The woman fell to silence. Without, the rain had ceased, and, like heavy curtains trailing near the ground, the clouds began to part and sweep away. A horn sounded, and there went a party of men with pikes across the terrace.

'Well, and what said you?' the Lady Mary said.

'Ask me not,' Mary Lascelles said woefully. She averted her eyes to the floor at her side.

'By God, but I will know,' the Lady Mary snarled. 'You shall tell me.' She had that of royal bearing from her sire that the woman was amazed at her words, and, awakening like one in a dream, she rehearsed the evidence that had been threated from her.

She had told of the lascivious revels and partings, in the maid's garret at the old Duchess's, when Katharine had been a child there. She had told how Marnock the musicker had called her his mistress, and how Dearham, Katharine's cousin, had beaten him. And how Dearham had given Katharine a half of a silver coin.

'Well, that is all true,' the Lady Mary said. 'How did you perjure yourself?'

'In the matter of the Queen's age,' the woman faltered.

'How that?' the Lady Mary asked.

'The Duke would have me say that she was more than a young child.'

The Lady Mary said, 'Ah! ah! there is the yellow dog!' She thought for a moment.

'And you said?' she asked at last.

'The Duke threated me and threated me. And say I, "Your Grace must know how young she was." And says he, "I would swear that at that date she was no child, but that I do not know how many of these nauseous Howard brats there be. Nor yet the order in which they came. But this I will swear that I think there has been some change of the Queen with a whelp that died in the litter, that she might seem more young. And of a surety she was always learned beyond her assumed years, so that it was not to be believed."'

Mary Lascelles closed her eyes and appeared about to faint.

'Speak on, dog,' Mary said.

The woman roused herself to say with a solemn piteousness—

'This I swear that before this trial, when my brother pressed me and threated me thus to perjure myself, I abhorred it and spat in his face. There was none more firm—nor one half so firm as I—against him. But oh, the Duke and the terror—and to be in a ring of so many villainous men....'

'So that you swore that the Queen's Highness, to your knowledge, was older than a child,' the Lady Mary pressed her.

'Ay; they would have me say that it was she that commanded to have these revels....'

She leaned forward with both her hands on the floor, in the attitude of a beast that goes four-footed.

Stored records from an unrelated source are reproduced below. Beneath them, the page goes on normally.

PR #226, opened 2022-02-17
Add drift handling

### LINKED ISSUE #225: Handle drift - specific resources
When deleting a managed resource from below through  Env0 GUI,  drift isn't detected.
resources : 
Cloud credentials project assignment
Team project assignment 
Template project assignment 
Template

**this issue related to #205**

samuel-br:
fixes #225 
### Solution
Add check if `deleted` in read function to determine if drift happened , and invoke destroy that remove the resource from the state, instead of throwing error


env0/resource_cloud_credentials_project_assignment.go
```diff
@@ -60,6 +60,11 @@ func resourceCloudCredentialsProjectAssignmentRead(ctx context.Context, d *schem
 		}
 	}
 	if !found {
+
+		if !d.IsNewResource() {
```
yaronya, line 64: Can you explain why we need to assert this one? what's the idea behind it?
Also you shouldn't be throwing here, it's either throw or remove resource from state, not both

env0/resource_environment.go
```diff
@@ -254,6 +254,12 @@ func resourceEnvironmentRead(ctx context.Context, d *schema.ResourceData, meta i
 	if err != nil {
 		return diag.Errorf("could not get environment: %v", err)
 	}
+
+	if environment.IsArchived {
```
yaronya, line 258: Can you please bring this behavior on the slack channel? it might happen to users a lot so I think we should discuss this first

env0/resource_team_project_assignment.go
```diff
@@ -59,14 +60,20 @@ func resourceTeamProjectAssignmentRead(ctx context.Context, d *schema.ResourceDa
...
 			d.Set("project_id", assignment.ProjectId)
 			d.Set("team_id", assignment.TeamId)
 			d.Set("role", assignment.ProjectRole)
+			found = true
 			break
 		}
 	}
+	if !found {
+		d.SetId("")
+		return nil
```
yaronya, line 75: Seems like a redundant return statement

env0/resource_cloud_credentials_project_assignment_test.go
```diff
@@ -90,20 +97,41 @@ func TestUnitResourceCloudCredentialsProjectAssignmentResource(t *testing.T) {
 			mock.EXPECT().RemoveCloudCredentialsFromProject(assignment.ProjectId, assignment.CredentialId).Times(1).Return(nil)
 		})
 	})
-	t.Run("Read didnt api didnt return correct stuff", func(t *testing.T) {
+	t.Run("detect drift", func(t *testing.T) {
```
yaronya, line 100: This tests that when assignment changes then we update its values.
What about a test that asserts we removes the item from the state (i.e `d.SetId("")`?

yaronya (commented):
Nice work @samuel-br 
Left some comments/questions

Please also see my comments about the missing test case. It looks like you're missing this tests in all relevant resources

env0/resource_cloud_credentials_project_assignment.go
samuel-br: you right, I fix this. its need to be set to ""

samuel-br: and we need to add  it because if `found `is false its mean that no credentials in that context was found, so the resource manually changed

env0/resource_environment.go
samuel-br: I will, but why does it need to happen a lot? its just when they deleted the environment which means we need to destroy this in state

env0/resource_team_project_assignment.go
samuel-br: Yes it is, will be fixed

env0/resource_team_project_assignment.go
```diff
@@ -59,14 +60,20 @@ func resourceTeamProjectAssignmentRead(ctx context.Context, d *schema.ResourceDa
 		return diag.Errorf("could not get TeamProjectAssignment: %v", err)
 	}
 
+	found := false
 	for _, assignment := range assignments {
 		if assignment.Id == id {
 			d.Set("project_id", assignment.ProjectId)
 			d.Set("team_id", assignment.TeamId)
 			d.Set("role", assignment.ProjectRole)
+			found = true
```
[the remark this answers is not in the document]
samuel-br: the behavior will be the same as TF search for the id specific to determine if destroy is needed.

env0/resource_cloud_credentials_project_assignment_test.go
samuel-br: all the tests for drift scenario are the same, I create a resource with specific values and then call to update the same resource with other values, but when reading the state before `update`, I return values that cause destroy.
the tests show that no update was called and another create is invoked, same as the real behavior of TF when drift detected

env0/resource_environment.go
yaronya: As discussed we are not going to handle `environment` and `project` resources because they aren't really deleted but "archived"

env0/resource_cloud_credentials_project_assignment.go
samuel-br: 3868f818e1cd9e36156e9db1d2ce99f79f610410

env0/resource_team_project_assignment.go
samuel-br: 234334f5b27de1837aad58db525caff70bd002e0

yaronya (dismissed):

razbensimon:
https://github.com/env0/terraform-provider-env0/pull/219#issuecomment-1027975349
according to that comment, I am wondering why we don't have any call to `d.IsNewResource` ?
general behavior IIUC that drift flow - is when `d.IsNewResource` is true, we should fail/error when exists.
if `d.IsNewResource` is false **AND** we got some relevant Http Code (eg. NotFound) we should understand it as **drift** and call `SetId("")`.

I'm not 100% sure about what I said, and just raise a flag for you, because that's what I understood from the TF `Read` examples over the web (eg [AWS](https://github.com/hashicorp/terraform-provider-aws/issues/16796)).
also I saw [that](https://www.terraform.io/plugin/sdkv2/best-practices/detecting-drift) maybe it can help.

@samuel-br just validate that please, and QA your changes by running the provider after drift changes (in env0).
don't hesitate to ask for help if needed.

samuel-br:
> I think you right but as you said i want to validate it, the explenation i think, its because the d.isnewresource is true when we plan a resource its pushing it to TF state, but its not yet created on the "real world" and then every read will get exeption, but what i dont understand is how we dont use this for now and there is still no error when apply a new resource.

env0/resource_team_project_assignment.go
```diff
@@ -59,14 +60,21 @@ func resourceTeamProjectAssignmentRead(ctx context.Context, d *schema.ResourceDa
...
 			break
 		}
 	}
+	if !found {
+		if !d.IsNewResource() {
+			d.SetId("")
+		}
+	}
```
razbensimon, line 77:
```
if !d.IsNewResource() && !found {
		log.Printf("[WARN] Project (%s) not found, removing from state", d.Id())
		d.SetId("")
		return nil
	}
```

Looks better to me. I took it from [S3 bucket provider](https://github.com/hashicorp/terraform-provider-aws/blob/e86fca35f8f14709be928028a5550f29bbb21bc6/internal/service/s3/bucket.go#L830-L834) as example / reference.
Please do the same for others if can.

I am still not sure about this one. 
IIUC we should still `throw` on `d.IsNewResource()==true && someErrorOrBadCodeExists`.
I don't see any error returned on that case. @yaronya maybe you can revisit my thoughts here?

client/model.go
```diff
@@ -286,6 +286,7 @@ type Environment struct {
 	LifespanEndAt               string        `json:"lifespanEndAt"`
 	LatestDeploymentLogId       string        `json:"latestDeploymentLogId"`
 	LatestDeploymentLog         DeploymentLog `json:"latestDeploymentLog"`
+	IsArchived                  bool          `json:"isArchived"`
```
razbensimon, line 289: don't we need to use it on the logic somewhere?
just wondering

razbensimon (commented):
@samuel-br I am not sure i understood your comment.
also please write a propper description of that PR.

@yaronya @eranelbaz please revisit my comments here.
I am not sure about it...

env0/resource_team_project_assignment.go
eranelbaz: i don't think we need to throw something, but we do need to return `nil` here

yaronya: Yes, @eranelbaz is correct - we don't need to throw anything. This is what we wanted to avoid in first place.
We should be removing the resource from state.

@samuel-br haven't we previously discussed it and said that we don't really need to check whether `IsNewResource` because TF doesn't `read` the resource before `create` (only before `update`/`delete`) so this would always return `false`?

client/model.go
yaronya: The PR handled also environment resource at start but since it isn't so trivial to re-create an environment on some drift and there's a deeper product decision to make before implementing it, we've decided to ditch it for now and create a separate issue for environment and project resources.
This looks like a leftover tho.

@samuel-br did you create that seperate issue btw?

env0/resource_team_project_assignment.go
razbensimon: @yaronya i think `read ` is invoked on `create` too..

eranelbaz: `read` invokes on terraform refresh IIRC

client/model.go
eranelbaz: @yaronya do you mean for https://github.com/env0/terraform-provider-env0/issues/225?

yaronya: I'm not so sure. I expect to see an issue that includes environment and project resources in its description, but couldn't find it.

If I get that correctly:
 - #205 talks about our drift issues in general
 - #225 tries to tackle specific resources, such as template for e.g
 - We're missing another issue that tackles environment and project

env0/resource_team_project_assignment.go
samuel-br: So I checked it with some test and @yaronya is right about `d.isNewResource()` but it still can be a factor on less common senarios as @eranelbaz said about refresh and maybe on `import `too (for now those resources dont have import but to be safe). 
So ill just change later for the changes @razbensimon  suggested

client/model.go
samuel-br: nope, Ill do it later today, but I want  to summary this before on channel, cause for now there is three or for types of resources in this contexts of problem

samuel-br: I added #250 now.
In conclusion we have the main issue #205 that blocked for now because lack of info in returned errors
#225 take care the resources that have `IsDeleted ` attribute except project and environment, those mentioned in #250

eranelbaz: @samuel-br maybe just change their title?
Handle drift - general
Handle drift - specific resources
etc

and link them

env0/resource_team_project_assignment.go
razbensimon: the `if` is good now, just suggested adding logs to the user as I saw in the S3 bucket example.
for your decision @samuel-br

client/model.go
razbensimon: i am confused with all of those issues.
I just asked to make the PR with a good description (copy-paste the issue if needed to the PR).

anyways, if that line of code is related to this PR keep it.
if not - remove it

@samuel-br 
cc @eranelbaz

razbensimon (approved):

client/model.go
yaronya: I've changed the title for #250 already FYI.
And yes, prefer not having multiple issues with the same name.

yaronya: @samuel-br can you please share on the main issue (i.e #205) what's needed to be done basically and why it differs from the other issues (parsing the error codes from http client layer and etc.)

env0/resource_team_project_assignment.go
samuel-br: "drift detected: TerraForm will remove {this resource} from state" is that good wording?

razbensimon: "[WARN] Drift Detected: Terraform will remove {this resource} from state"

client/model.go
samuel-br: @yaronya @eranelbaz  I changed the issues names (@yaronya thanks on #250 ) and add https://github.com/env0/terraform-provider-env0/issues/205#issuecomment-1062822911 on the main issue, please take a look on that comment to ensure its clear enough

env0/resource_team_project_assignment.go
samuel-br: c2ec119d609520f9038ee374e765173e65633ed5

PR #227, opened 2022-02-21
Fix: template resource token_id attribute validation

yaronya:
On #224 we introduced some new schema validations for the template resource. Specifically the validation that requires `token_id` attribute to be set with `gitlab_project_id` attribute is incorrect as `token_id` is used as git token for simple git fetch when template is of type "Other"

### Solution
Remove that validation


yaronya:
[Fix template resource token_id attribute validation](https://trello.com/c/ob3YNMS5/5575-fix-template-resource-tokenid-attribute-validation)

razbensimon (approved):

PR #237, opened 2022-03-07
Add client support for drift detection

eranelbaz:
We want to add drift detection support for our terraform provider
for that, we first need to add API client support

### Solution
add client support :)

### DIFF
--- a/client/environment_drift_detection.go
+++ b/client/environment_drift_detection.go
@@ -1,0 +1,31 @@
+package client
+
+func (self *ApiClient) EnvironmentDriftDetection(environmentId string) (EnvironmentSchedulingExpression, error) {
+	var result EnvironmentSchedulingExpression
+
+	err := self.http.Get("scheduling/drift-detection/environments/"+environmentId, nil, &result)
+	if err != nil {
+		return result, err
+	}
+	return result, nil
+}
+
+func (self *ApiClient) EnvironmentUpdateDriftDetection(environmentId string, payload EnvironmentSchedulingExpression) (EnvironmentSchedulingExpression, error) {
+	var result EnvironmentSchedulingExpression
+
+	err := self.http.Put("scheduling/drift-detection/environments/"+environmentId, payload, &result)
+	if err != nil {
+		return EnvironmentSchedulingExpression{}, err
+	}
+
+	return result, nil
+}
+
+func (self *ApiClient) EnvironmentStopDriftDetection(environmentId string) error {
+	err := self.http.Put("scheduling/drift-detection/environments/"+environmentId, EnvironmentSchedulingExpression{Enabled: false, Cron: ""}, &EnvironmentScheduling{})
+	if err != nil {
+		return err
+	}
+
+	return nil
+}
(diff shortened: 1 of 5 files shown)


eranelbaz:
[Terraform Provider - Drift Detection Deployments](https://trello.com/c/7Ko5En8w/5608-terraform-provider-drift-detection-deployments)

client/environment_drift_detection.go
```diff
@@ -0,0 +1,31 @@
...
+	err := self.http.Put("/scheduling/drift-detection/environments/"+environmentId, payload, &result)
+	if err != nil {
+		return EnvironmentSchedulingExpression{}, err
+	}
+
+	return result, nil
+}
+
+func (self *ApiClient) EnvironmentStopDriftDetection(environmentId string) error {
+	err := self.http.Put("/scheduling/drift-detection/environments/"+environmentId, EnvironmentSchedulingExpression{Enabled: false, Cron: ""}, &EnvironmentScheduling{})
```
RLRabinowitz, line 25: We've discussed this briefly at sync today, @alonnoga 's changing the API to be PATCH in [this PR](https://github.com/env0/env0/pull/6758)

Please use `Patch` here

RLRabinowitz, line 25: Sorry @eranelbaz but another thing that was just raised. `cron` would now be optional, and `''` wouldn't really work well in the API, as it's a patch

https://env0.slack.com/archives/C02TRUU5YS0/p1646659554487259

RLRabinowitz, line 25: Sorry @eranelbaz but we're changing `cron` to be optional, and `''` wouldn't really work here
https://env0.slack.com/archives/C02TRUU5YS0/p1646659554487259

eranelbaz: 7b8a0530(convert to Patch)

eranelbaz: same as above

client/model.go
```diff
@@ -393,7 +393,7 @@ type PolicyUpdatePayload struct {
 
 type EnvironmentSchedulingExpression struct {
 	Cron    string `json:"cron"`
-	Enabled bool   `json:"enabled"`
+	Enabled bool   `json:"enabled,omitempty"`
```
RLRabinowitz, line 396: I think the `omitempty` should be on `cron` and not on `enabled`.

A simple test in `model_test.go` could test this behavior

client/environment_drift_detection_test.go
```diff
@@ -0,0 +1,114 @@
...
+	. "github.com/env0/terraform-provider-env0/client"
+	"github.com/golang/mock/gomock"
+	. "github.com/onsi/ginkgo"
+	. "github.com/onsi/gomega"
+)
+
+var _ = Describe("EnvironmentDriftDetection", func() {
+	environmentId := "env"
+	path := "/scheduling/drift-detection/environments/" + environmentId
+	mockError := errors.New("I don't like milk")
```
RLRabinowitz, line 14: Liar

RLRabinowitz (approved):
Nice one.
Since we've made some changes ([here](https://github.com/env0/env0/pull/6820/files)), now `enabled` is mandatory and `cron` is not. So you'd need to adjust to model before merging (`omitempty` is on the wrong field)

PR #238, opened 2022-03-07
Fix broken mocks

eranelbaz:
Found this problem while I generate mocks for #237 
we changed the client api but didn't generate our mocks...

### Solution
generate mocks and update code to fix `main`....
also added step to our ci that will generate mocks and will protect us from this issue


GiliFaroEnv0 (approved):
LGTM !

PR #244, opened 2022-03-08
Add drift detection resource

eranelbaz:
Add drift detection resource

### Solution
Add it

Didn't add any integration test since I feel like it will be stupid test...


docs/resources/environment_drift_detection.md
```diff
@@ -0,0 +1,48 @@
...
+## Schema
+
+### Required
+
+- **cron** (String) Cron expression for scheduled drift detection of the environment
+- **environment_id** (String) The environment's id
+
+### Optional
+
+- **id** (String) The ID of this resource.
```
GiliFaroEnv0, line 46: why?

GiliFaroEnv0 (approved):
Looks good!
left 1 comment on the generated docs If you know why it add the id as optional?
If it really allows it you need o changed your logic using the id

docs/resources/environment_drift_detection.md
GiliFaroEnv0: If it really allows it you need o changed your logic using the id

eranelbaz: each tf resource have `id` which is the resource `id`
in this case the actual resource `id` doesn't matter but only the environment `id` which we set

eranelbaz: and it's optional since i didn't specify it as part of the schema

PR #247, opened 2022-03-08
Fix: env0_project data error message (#89)

### LINKED ISSUE #89: Confusing error when ID/name doesn't exists for `data "env0_project"`
1. Create a TF file with an `env0_project` data with a non-existent ID
```
data "env0_project" "non_existent" {
  id = "non-existent-id"
}
```
2. `terraform apply`
3. The failure is unclear, mentions failure to query template: "Could not query template: 404 Not found: not found"

TomerHeber:
fixes #89 

### Solution
Added a new error type. 
If a request is unsuccessful (E.g., the response returned 404), create the new error type.
In env0_project data, returns an appropriate message based on the status code. (In the case 404 returns an "id not found" message).


client/http/errors.go
```diff
@@ -0,0 +1,15 @@
...
+
+import "github.com/go-resty/resty/v2"
+
+type FailedResponseError struct {
+	res *resty.Response
+}
+
+func (e *FailedResponseError) Error() string {
+	return e.res.Status() + ": " + string(e.res.Body())
+}
```
RLRabinowitz, line 11: When is this ever used? Is `Error` called anywhere along the way when displaying errors?

env0/data_project.go
```diff
@@ -101,6 +102,11 @@ func getProjectById(id string, meta interface{}) (client.Project, diag.Diagnosti
 	apiClient := meta.(client.ApiClientInterface)
 	project, err := apiClient.Project(id)
 	if err != nil {
+		if frerr, ok := err.(*http.FailedResponseError); ok {
+			if frerr.NotFound() {
+				return client.Project{}, diag.Errorf("Could not find a project with id: %s", id)
```
RLRabinowitz, line 107: Please add a test case for this in `data_project_test.go`
Mock 404 and expect this error

RLRabinowitz (commented):
Looks good!

We're just missing a test for this fix

client/http/errors.go
TomerHeber: In general for a struct to be considered an error, it must implement Error().

env0/data_project.go
TomerHeber: This has been added.

yaronya (approved):

Issue #232, opened 2022-02-28
Add support for AWS access key Credentials


RLRabinowitz:
Terraform Provider should support upcoming cloud deployment credentials

### `aws_credentials` resource:

Should also support AWS access keys:
- Add new fields to `aws_credentials` - `access_key_id` and `secret_access_key`
- [`arn`, `external_id`] and `[`access_key_id`, `secret_access_key`] should be mutually exclusive!
  - If `arn` is set, then `external_id` is optional, but `access_key_id` and `secret_access_key` cannot be set
  - If `access_key_id` is set then `secret_access_key` is mandatory, and both `arn` and `external_id` cannot be set
- For the create API call
  - If `arn` is set, `type` should be `AWS_ASSUMED_ROLE_FOR_DEPLOYMENT`. If `access_key_id` is set, `type` should be `AWS_ACCESS_KEYS_FOR_DEPLOYMENT`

She cried out—

'Ask me no more! ask me no more!'

'Tell! tell! Beast!' the Lady Mary said.

'They threated me with torture,' the woman panted. 'I could do no less. I heard Margot Poins scream.'

'They have tortured her?' the Lady Mary said.

'Ay, and she was in her pains elsewise,' the woman said.

'Did she say aught?' the Lady Mary said.

'No! no!' the woman panted. Her hair had fallen loose in her coif, it depended on to her shoulder.

'Tell on! tell on!' the Lady Mary said.

'They tortured her, and she did not say one word more, but ever in her agony cried out, "Virtuous! virtuous!" till her senses went.'

Mary Hall again raised herself to her knees.

'Let me go, let me go,' she moaned. 'I will not speak before the Queen. I had been as loyal as Margot Poins.... But I will not speak before the Queen. I love her as well as Margot Poins. But ... I will not——'

She cried out as the Lady Mary struck her, and her face was lamentable with its opened mouth. She scrambled to one knee; she got on both, and ran to the door. But there she cried out—

'My brother!' and fell against the wall. Her eyes were fixed upon the Lady Mary with a baleful despair, she gasped and panted for breath.

'It is upon you if I speak,' she said. 'Merciful God, do not bid me speak before the Queen!'

She held out her hands as if she had been praying.

'Have I not proved that I loved this Queen?' she said. 'Have I not fled here to warn her? Is it not my life that I risk? Merciful God! Merciful God! Bid me not to speak.'

'Speak!' the Lady Mary said.

The woman appealed to the Queen with her eyes streaming, but Katharine stood silent and like a statue with sightless eyes. Her lips smiled, for she thought of her Redeemer; for this woman she had neither ears nor eyes.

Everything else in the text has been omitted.